CVPixelBufferLockBaseAddress why? Capture still image using AVFoundation


I'm writing an iPhone app that creates still images from the camera using AVFoundation. Reading the programming guide I've found a code that does almost I need to do, so I'm trying to "reverse engineering" and understand it.
I'm founding some difficulties to understand the part that converts a CMSampleBuffer into an image.
So here is what I understood and later the code.
The CMSampleBuffer represent a buffer in the memory where the image with additional data is stored. Later I call the function CMSampleBufferGetImageBuffer() to receive a CVImageBuffer back with just the image data.
Now there is a function that I didn't understand and I can only imagine its function: CVPixelBufferLockBaseAddress(imageBuffer, 0); I can't understand if it is a "thread lock" to avoid multiple operation on it or a lock to the address of the buffer to avoid changes during operation(and why should it change?..another frame, aren't data copied in another location?). The rest of the code it's clear to me.
Tried to search on google but still didn't find nothing helpful.
Can someone bring some light?

-(UIImage*) getUIImageFromBuffer:(CMSampleBufferRef) sampleBuffer{

// Get a CMSampleBuffer's Core Video image buffer for the media data
CVImageBufferRef imageBuffer = CMSampleBufferGetImageBuffer(sampleBuffer); 

// Lock the base address of the pixel buffer 
CVPixelBufferLockBaseAddress(imageBuffer, 0); 

void *baseAddress = CVPixelBufferGetBaseAddress(imageBuffer); 

// Get the number of bytes per row for the pixel buffer
size_t bytesPerRow = CVPixelBufferGetBytesPerRow(imageBuffer); 
// Get the pixel buffer width and height
size_t width = CVPixelBufferGetWidth(imageBuffer); 
size_t height = CVPixelBufferGetHeight(imageBuffer); 

// Create a device-dependent RGB color space
CGColorSpaceRef colorSpace = CGColorSpaceCreateDeviceRGB(); 

// Create a bitmap graphics context with the sample buffer data
CGContextRef context = CGBitmapContextCreate(baseAddress, width, height, 8, 
bytesPerRow, colorSpace, kCGBitmapByteOrder32Little | kCGImageAlphaPremultipliedFirst); 
// Create a Quartz image from the pixel data in the bitmap graphics context
CGImageRef quartzImage = CGBitmapContextCreateImage(context); 
// Unlock the pixel buffer
CVPixelBufferUnlockBaseAddress(imageBuffer,0);

// Free up the context and color space
CGContextRelease(context); 
CGColorSpaceRelease(colorSpace);

// Create an image object from the Quartz image
UIImage *image = [UIImage imageWithCGImage:quartzImage];

// Release the Quartz image
CGImageRelease(quartzImage);

return (image);
}

Thanks, Andrea


The header file says that CVPixelBufferLockBaseAddress makes the memory "accessible". I'm not sure what that means exactly, but if you don't do it, CVPixelBufferGetBaseAddress fails so you'd better do it.

EDIT

Just do it is the short answer. For why consider that image may not live in main memory, it may live in a texture on some GPU somewhere (CoreVideo works on the mac too) or even be in a different format to what you expect, so the pixels you get are actually a copy. Without Lock/Unlock or some kind of Begin/End pair the implementation has no way to know when you've finished with the duplicate pixels so they would effectively be leaked. CVPixelBufferLockBaseAddress simply gives CoreVideo scope information, I wouldn't get too hung up on it.
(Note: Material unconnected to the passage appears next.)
PR #246, opened 2018-10-13
Case insensitive type="radio" and type="checkbox"

### LINKED ISSUE #245: Tag type maching case sensitive
When the form uses upper casing the matching would fail.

Yes, they could have simply returned the pixels from CVPixelBufferGetBaseAddress and eliminate CVPixelBufferLockBaseAddress altogether. I don't know why they didn't do that.


I'd like to give more hints about this function, I made some tests so far and I can tell you that.
When you get the base address you are probably getting the address of some shared memory resource. This becomes clear if you print the address of the base address, doing that you can see that base addresses are repeated while getting video frames.
In my app I take frames at specific intervals and pass the CVImageBufferRef to an NSOperation subclass that converts the buffer in an image and saves it on the phone. I do not lock the pixel buffer until the operation starts to convert the CVImageBufferRef , even if pushing at higher framerates the base address of the pixel and the CVImageBufferRef buffer address are equal before the creation of the NSOperation and inside it. I just retain the CVImageBufferRef . I was expecting to se unmatching references and even if I didn't see it I guess that the best description is that CVPixelBufferLockBaseAddress locks the memory portion where the buffer is located, making it inaccessible from other resources so it will keep the same data, until you unlock it.